“Adversarial preturbations” reliably trick AIs about what kind of road-sign they’re seeing
An “adversarial preturbation” is a change to a physical object that is deliberately designed to fool a machine-learning system into mistaking it for something else.
Last March, a French/Swiss team published a paper on the universal adversarial preturbation, a set of squiggly lines that could be merged with images in a way that humans couldn’t generally spot, and which screwed up machine-learning systems’ guesses about what they were seeing.
Now a team from U Washington, Ann Arbor, Stony Brook and Berkeley have published a paper on “Robust Physical Perturbations” (or “RP2s”) that reliably fool the kinds of vision systems used by self-driving cars to identify road-signs.
The team demonstrate two different approaches.

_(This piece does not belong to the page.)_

PR #1605, opened 2016-12-30
fix(emails): remove /v1/ api prefix

### LINKED ISSUE #1059: Remove `/v1` prefix from all email links targetting content-server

In the first, the “poster attack,” they make a replacement road-sign, such as a Right Turn sign or Stop sign, that has subtle irregularities in its background and icon that trick machine learning systems; in the second, the “sticker attack,” they create stickers that look like common vandalism stickers, but which, when applied, also fool the vision systems. In both cases, the attacks work on machine learning systems that can view the sign from multiple angles and distances – and in both cases, it’s not obvious to humans that the signs have been sabotaged to fool a computer.
The key here is “adversarial” computing. Existing machine-learning systems operate from the assumption that road-signs might be inadvertently obscured by graffiti, wear, snow, dirt, etc. But they do not assume that an adversary will deliberately sabotage the signs to trick the computer. This is a common problem in machine learning approaches: Google’s original Pagerank algorithm was able to extract useful information about the relative quality of web-pages by counting the number of inbound links for each one, but once that approach started to work well and make a difference for web-publishers, it wasn’t hard to fool Pagerank by manufacturing links between websites that existed for the sole purpose of tricking its algorithm.
The team’s approach does not require that an attacker have access to the training data or programming, but the attacker does have to have “white box” access to the machine-vision system, “access to the classifier after it has been trained” because “even without access to the actual model itself, by probing the system, attackers can usually figure out a similar surrogate model based on feedback.”